Da chi è partita la minaccia di strage?
Il pm Di Matteo è impegnato a Palermo nel processo agli ex ufficiali del Ros dei Carabinieri Mario Mori e Mauro Obinu per la vicenda della mancata cattura nell’ottobre 1995 del boss di Cosa Nostra Bernardo Provenzano. In aula durante la requisitoria ha detto che la mancata cattura è da vedersi come la più “significativa cambiale” pagata dallo Stato nel contesto della trattativa con Cosa Nostra.

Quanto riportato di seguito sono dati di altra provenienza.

PR #167, opened 2022-03-23
Refactor/loaders

lyuyangh:
1. Commit 1: refactored `Loader.__init__()`
  - made `data` a required argument
  - all loaders now call the `__init__` method of the base loader
2. Commit 2: implemented file-specific loaders to simplify the task-specific loaders 
  - implements `TSVFileLoader`, `JSONFileLoader`, `DatalabFileLoader` and `CoNLLFileLoader` which knows how to load a certain type of file given the fields
  - refactored all the existing loaders to use these file-specific loaders instead
  - `QAMultipleChoiceLoader` `KgLinkTailPredictionLoader` still uses custom `load()` methods because they support user-defined features. The way they load these extra features is different so I decided to leave them for now. It'll be easy to incorporate user-defined features to the file loaders (we just need to update the fields based on `self.user_defined_features_configs`)
  - hellaswag is removed in https://github.com/neulab/ExplainaBoard/commit/4b93b9542b714754eb91d718cd82b98ab706d11c
  - This refactor makes it easier to do #141 in the future. We just need to have two sets of file loaders for each task-specific loader. One is for the (input, reference_output) file and the other one is for the predictions file.

Please let me know what you think! Thanks!


explainaboard/loaders/file_loader.py
```diff
@@ -0,0 +1,221 @@
...
+
+    def __post_init__(self):
+        for name in (self.src_name, self.target_name):
+            if not isinstance(name, str) and not isinstance(name, int):
+                raise ValueError("src_name and target_name must be str or int")
+        if self.dtype == FileLoaderDType.other and self.strip_before_parsing:
+            raise ValueError("dict type field does not support strip_before_parsing")
+
+
+class FileLoaderDType(str, Enum):
```
neubig, line 110: Do we need this? Could we just use the standard Python typing mechansim?

explainaboard/loaders/aspect_based_sentiment_classification.py
```diff
@@ -15,51 +20,31 @@ class AspectBasedSentimentClassificationLoader(Loader):
...
-                )
-        else:
-            raise NotImplementedError
-        return data
+    _default_file_type = FileType.tsv
+    field_names = ["aspect", "text", "true_label", "predicted_label"]
+    _default_file_loaders = {
+        FileType.tsv: TSVFileLoader(
+            [
+                FileLoaderField(0, field_names[0], FileLoaderDType.str, True),
```
neubig, line 28: The first three fields here are pretty obvious from the context, but the final True is not. Could you use `strip_before_parsing=True` instead to make this more obvious?

explainaboard/loaders/file_loader.py
```diff
@@ -0,0 +1,221 @@
...
+            parsed_data_points.append(parsed_data_point)
+        return parsed_data_points
+
+
+@dataclass
+class FileLoaderField:
+    src_name: Union[int, str]  # int for tsv column indices and string for dict keys
+    target_name: str
+    dtype: FileLoaderDType
+    strip_before_parsing: bool = False
```
neubig, line 99: It wasn't immediately obvious to me what this meant. A comment would be helpful.

Also, should we make True be default? It seems this is used far more often than False.

explainaboard/loaders/file_loader.py
```diff
@@ -0,0 +1,221 @@
...
+            raise ValueError("target_name must be unique")
+
+    @staticmethod
+    def parse_data(data: Any, field: FileLoaderField) -> Any:
+        if field.parser:
+            return field.parser(data)
+        if field.strip_before_parsing:
+            data = data.strip()
+        dtype = field.dtype
+        if dtype == FileLoaderDType.int:
```
neubig, line 42: `if` and `elif` finally `else` may be better? Can probably also include the `if field.parser` statement.

explainaboard/loaders/file_loader.py
```diff
@@ -0,0 +1,221 @@
...
+        if len(src_names) != len(set(src_names)):
+            raise ValueError("src_name must be unique")
+        if len(target_names) != len(set(target_names)):
+            raise ValueError("target_name must be unique")
+
+    @staticmethod
+    def parse_data(data: Any, field: FileLoaderField) -> Any:
+        if field.parser:
+            return field.parser(data)
+        if field.strip_before_parsing:
```
neubig, line 39: Shouldn't this before the previous if statement, esp given the naming?

explainaboard/loaders/file_loader.py
```diff
@@ -0,0 +1,221 @@
...
+                raise ValueError("field src_name for TSVFileLoader must be an int")
+            if field.dtype == FileLoaderDType.other:
+                raise ValueError("TSVFilerLoader doesn't support 'other' field type")
+
+    @classmethod
+    def load_raw(self, data: str, source: Source) -> Iterable:
+        if source == Source.in_memory:
+            file = StringIO(data)
+            return csv.reader(file, delimiter='\t')
+        if source == Source.local_filesystem:
```
neubig, line 136: elif, else

explainaboard/loaders/file_loader.py
```diff
@@ -0,0 +1,221 @@
...
+
+class CoNLLFilerLoader(FileLoader):
+    def __init__(self) -> None:
+        super().__init__(fields=[], use_idx_as_id=False, id_field_name=False)
+
+    @classmethod
+    def load_raw(self, data: str, source: Source) -> Iterable:
+        if source == Source.in_memory:
+            return data.splitlines()
+        if source == Source.local_filesystem:
```
neubig, line 153: elif, else.

neubig (changes requested):
This looks awesome! I left several comments.

explainaboard/loaders/file_loader.py
lyuyangh: This is a great suggestion! I replaced the enum type with the python types (int, float, str, and None). None means other. I originally added an enum type because I thought we would need to support some more advanced types but I think these simple types cover everything we need now. If a user wants to work with some more complicated data schema, they can write their own parser pretty easily.

explainaboard/loaders/file_loader.py
lyuyangh: I added a docstring for `FileLoaderField`. I made `strip_before_parsing=True` to be the default for `dtype==str` only. I didn't want to make this argument to be True by default because it only works if the src data is a string. If a user ignores this field and left it to be True, they may get an error message about `strip()` which may not be obvious what that means. But I think this should be relatively safe if the target data type is str.

explainaboard/loaders/file_loader.py
lyuyangh: `parser` is intended for custom parsers. If a custom parser is provided, everything else will have no effect (dtype type conversion and `strip_before_parsing`). I think this behavior may be more intuitive? because if `strip()` is called on something other than str, the user will get an error message and it may not be obvious what causes that error.

lyuyangh:
Thank you for all the comments! I resolved most of them except for the parser one. I think it would be more intuitive for the user if I disable everything else if a custom parser has been provided. Please let me know what you think!
I added a unit test for hellaswag but it's failing in the CI. I'm not sure what that error message means. I'll look into this tomorrow. Please let me know if any of you can reproduce this locally.

pfliu-nlp:
Thanks for all commits, will review them tomorrow!

neubig (approved):

neubig:
For @pfliu-nlp : do we need the special hellaswag class still? I think we could probably handle the hellaswag dataset under `MultipleChoiceQA`? If so, we could just delete all the things regarding hellaswag to fix the codebase. If that's the case we can just ignore this error and delete the hellaswag stuff instead.

If we do need to fix it, I was able to reproduce the error locally. I wonder if this issue may be of help?
> https://github.com/huggingface/transformers/issues/11021

explainaboard/loaders/file_loader.py
```diff
@@ -0,0 +1,221 @@
...
+        fields: List[FileLoaderField] = None,
+        use_idx_as_id: bool = True,
+        id_field_name: Optional[str] = None,
+    ) -> None:
+        super().__init__(fields, use_idx_as_id, id_field_name)
+        for field in self._fields:
+            if not isinstance(field.src_name, int):
+                raise ValueError("field src_name for TSVFileLoader must be an int")
+            if field.dtype == FileLoaderDType.other:
+                raise ValueError("TSVFilerLoader doesn't support 'other' field type")
```
pfliu-nlp: Is this (`TSVFiler`) a typo?

explainaboard/loaders/file_loader.py
```diff
@@ -0,0 +1,221 @@
...
+        if source == Source.local_filesystem:
+            content: List[str] = []
+            with open(data, "r", encoding="utf8") as fin:
+                for record in csv.reader(fin, delimiter='\t'):
+                    content.append(record)
+            return content
+        raise NotImplementedError
+
+
+class CoNLLFilerLoader(FileLoader):
```
pfliu-nlp, line 160: Similarly, is this a typo?

explainaboard/loaders/named_entity_recognition.py
```diff
@@ -1,4 +1,4 @@
-from typing import Dict, Iterable, List
+from explainaboard.loaders.file_loader import CoNLLFilerLoader
```
pfliu-nlp, line 1: mark

explainaboard/loaders/named_entity_recognition.py
```diff
@@ -17,51 +17,4 @@ class NERLoader(Loader):
...
-        data.append(
-            {
-                "id": str(guid),
-                "tokens": tokens,
-                "true_tags": ner_true_tags,
-                "pred_tags": ner_pred_tags,
-            }
-        )
-        return data
+    _default_file_loaders = {FileType.conll: CoNLLFilerLoader()}
```
pfliu-nlp, line 20: mark

pfliu-nlp:
> For @pfliu-nlp : do we need the special hellaswag class still? I think we could probably handle the hellaswag dataset under `MultipleChoiceQA`? If so, we could just delete all the things regarding hellaswag to fix the codebase. If that's the case we can just ignore this error and delete the hellaswag stuff instead.
> 
> If we do need to fix it, I was able to reproduce the error locally. I wonder if this issue may be of help?
> 
> > [huggingface/transformers#11021](https://github.com/huggingface/transformers/issues/11021)

I think removing the `hellaswag` would be a better choice for now.

lyuyangh:
@pfliu-nlp Thanks! And yeah no rush. I removed hellaswag. If someone wants to reference the code in the future, the commit hash is 4b93b9542b714754eb91d718cd82b98ab706d11c

explainaboard/loaders/file_loader.py
neubig: OK, sounds good.

pfliu-nlp:
Some high-level summary of undersstanding:
* `Loader.loader()`: task-aware loader
* `FileLoader.load_raw()`: modality-aware loader (e.g., in-memory, local file system)
* `FileLoader.load()`: format-aware loader (e.g., tsv, conll)

Relationship:
```python
Loader.loader():
     FileLoader.load():
          Fileloader.load_raw():
```
or  (for some tasks, such as [kg_link_tail_prediction](https://github.com/neulab/ExplainaBoard/blob/refactor/loaders/explainaboard/loaders/kg_link_tail_prediction.py)
```python
Loader.loader():
       Fileloader.load_raw():
```

I'm thinking about
* do we need this `if`: https://github.com/neulab/ExplainaBoard/blob/4b93b9542b714754eb91d718cd82b98ab706d11c/explainaboard/loaders/kg_link_tail_prediction.py#L30
* or should this `low_raw` be conducted before the above `if`: https://github.com/neulab/ExplainaBoard/blob/4b93b9542b714754eb91d718cd82b98ab706d11c/explainaboard/loaders/qa_multiple_choice.py#L33

pfliu-nlp:
I think I'm fine with merging this PR, we can go with it to see how generalized it is. Further modifications could be made if needed in the future.

pfliu-nlp (approved):

lyuyangh:
@pfliu-nlp Thanks! And yeah, `FileLoader` is another level of abstraction so it has made the code a little harder to understand. I went back and forth with the design a couple of times when I implemented this. I think your high-level summary is correct. Here're some additional comments:

1. All the methods in the file loaders are aware of the file format. `FileLoader.load_raw()` is responsible for "loading data from source and return an iterable of unparsed data points (the data type and the format of those data points depend on the file type)." (from the docstring). `load_raw()` is a class method so it does not have any knowledge of `self._fields`. It only knows which class it is in so it knows about the file type.  Whereas `FileLoader.load()` uses `self._fields` to not only load data into an iterable of dict. The keys and value types of the dictionary is defined by `self._fields`.
2. `FileLoader.load()` calls `FileLoader.load_raw()`. The reason why I separated the two methods are:
    1. Separating concerns. Most of the time, you don't need to override `FileLoader.load()` from the base `FileLoader`. If you want to support a new file format, all you need to do is to override `FileLoader.load_raw()`. `CoNLLFileLoader` is the only exception at the moment.
    2. Making it easier if some task loaders (derived class of `Loader`) need to define custom `Loader.load()` methods. In those situations, you can still use `FileLoader.load_raw()` to get the iterable. Otherwise, you will have to implement that too.
3. `Loader` can have multiple `FileLoader`s.
    - If we decide to separate the inputs and outputs like we discussed today during the meeting. Each `Loader` would have two attributes: `self._input_loaders` and `self._output_loaders`. And `Loader.load()` could do something like this:
    ```
    input: Iterable[dict] = self._input_loaders[input_file_type].load(input_path)
    ref_output: Iterable[dict] = self._output_loaders[ref_output_type].load(ref_output_path)
    predicted_output: Iterable[dict] = self._output_loaders[predicted_output_type].load(predicted_output_path)
    sys_output = merge(input, ref_output, predicted_output)
    ```
    - we can separate the sys_output file some other way but I think the general idea would be similar to this. If we don't have these `FileLoaders`, we may need to write a lot more code to achieve something similar.
4. Regarding your comment about `KgLinkTailPredictionLoader.load()`. I made a couple of mistakes there.
    - I should have used `self.file_loaders` instead of `self._default_file_loaders`. The default file loaders are the defaults for this task. If someone wants to load a custom dataset they have the option to provide custom file loaders when they initialize `Load`.
    - You are right. We don't need to check the file type here because it has been validated in `Loader.__init__()`. https://github.com/neulab/ExplainaBoard/blob/0d6e38c79c493c30eedbeca82a9cff641212a002/explainaboard/loaders/loader.py#L43-L46

pfliu-nlp:
Hi, @lyuyangh thanks a lot for such detailed replies.

>"I went back and forth with the design a couple of times when I implemented this. I think your high-level summary is correct. Here're some additional comments:"

Haha, yesyes, I can understand it, and designing the data loader is like writing an introduction of a research paper, which always need multiple revision.

>"If you want to support a new file format, all you need to do is to override FileLoader.load_raw(). CoNLLFileLoader is the only exception at the moment."

I'm thinking that could we move some shared parts (e.g., reading from `in_memory` or `local_filesystem`) into the `FileLoader.load_raw()` instead of raising ` NotImplementedError`
https://github.com/neulab/ExplainaBoard/blob/4b93b9542b714754eb91d718cd82b98ab706d11c/explainaboard/loaders/file_loader.py#L69

>"Loader can have multiple FileLoaders.."
This makes sense to me and also seems pretty closed to what Graham has suggested.

>"Regarding your comment about KgLinkTailPredictionLoader.load(). I made a couple of mistakes there."
Thanks!

lyuyangh:
> I'm thinking about if we could move some shared parts (e.g., reading from in_memory or local_filesystem) into the FileLoader.load_raw() instead of raising NotImplementedError

I don't think there are any shared parts because `load_raw()` needs to know the file type (different file types would require different code). Also, this design makes it easier for the developers to understand what needs to be done when implementing a derived class of `FileLoader`. Raising `NotImplementedError` in `FileLoader.load_raw()` basically makes it an abstract method so it forces the developers to override it in the derived classes.

pfliu-nlp:
>"because load_raw() needs to know the file type (different file types would require different code)"
if this is the case, I agree!
I have no other questions at the time being, let's merge it.

PR #168, opened 2022-03-23
this PR refactors `get_statistics`, making it as member function

pfliu-nlp:
This PR aims to make `get_statistics` as a member function (relatively complicated than I expected, I need to modify something of DataLab), together fix some bugs that haven't been identified by existing unittests.


pfliu-nlp:
This PR is ready for merging. In the future,
* more unit-tests for training set dependent features should be added (I guess there are still some hidden bugs)

neubig (approved):
Thanks @pfliu-nlp , looks good! I would suggest that you delete the dead code instead of commenting it out though.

Il primo a parlare di trattativa – ricordiamo – fu Massimo Ciancimino, figlio del sindaco mafioso di Palermo. Oggi i due ex ufficiali sono accusati di favoreggiamento aggravato alla mafia perché sapevano che il boss si trovava in un casolare di Mezzojuso e non dissero nulla – secondo Di Matteo – «in esecuzione di pregressi accordi con le istituzioni.» Questo accadeva ieri quando la mafia temeva i cambiamenti politici dopo Tangentopoli, con la prospettiva di perdere le coperture istituzionali. Oggi la storia sembra ripetersi: la mafia teme, con il cambio della classe politica, che siano a rischio i propri affari criminali che si aggirano sui 140 miliardi. Così si spiegherebbe il fatto che qualcuno ha inviato al pm Di Matteo, impegnato nel processo sulla trattativa Stato-Mafia, una lettera con su scritto «Questo Paese non può finire governato da comici e froci». Nella lettera si annuncia pure un ‘botto’, una bomba entro maggio, tutto con l’assenso del boss latitante di Trapani Matteo Messina Denaro. Il regno di quest’ultimo potrebbe scricchiolare se non fosse più garantito dalla politica. E gli italiani hanno dato prova di voler cambiare la politica.
Certamente Beppe Grillo dà fastidio alla mafia perché vuole una legge anticorruzione veramente efficace, così pure lo vorrebbero Crocetta, governatore di Sicilia, e Vendola, governatore di Puglia. Il Ros dei Carabinieri non ha sottovalutato la minaccia soprattutto per Grillo, ma non può imporgli la scorta che non vuole. Secondo Salvatore Borsellino, fratello del magistrato ucciso dalla mafia, la lettera di annuncio di una strage non sarebbe stata scritta proprio da mano mafiosa, bensì da chi della mafia si è servito sino ad oggi, in quanto la mafia non minaccia ma esegue le sentenze di morte. Ciò che è importante sottolineare – secondo il procuratore generale di Palermo Roberto Scarpinato – è che fino a ieri «il governo dei tecnici con la sua legge anticorruzione, tanto inefficace quanto inutile, non ha davvero spaventato nessuno». Infatti – sostiene Scarpinato – nella legge approvata nel 2012 la prescrizione è così breve che produrrà la morte per molti reati dei colletti bianchi; la pena della concussione per induzione è diminuita; le intercettazioni spesso non saranno consentite. Si chiede il procuratore Scarpinato se è chiaro ai nostri governanti che l’illegalità è diventata la principale causa della crisi economica, visto che ci sono 500/700 miliardi di euro di capitali all’estero, più 180 miliardi di evasione e corruzione. E la politica, invece di tagliare questi costi per lo Stato, taglia i costi dello stato sociale. I beni pubblici vengono smantellati con le privatizzazioni, svendendoli a cordate di imprenditori che privatizzano i profitti e socializzano le perdite (con le bad company). Ma allora chi salverà l’Italia? Chi sinora l’ha portata sull’orlo del baratro? Io non credo che saranno le oligarchie di partito a salvare il Paese! Ci vorrebbe più azione popolare, come sostiene Salvatore Settis nel suo ultimo libro Azione popolare. Cittadini per il bene comune (Einaudi).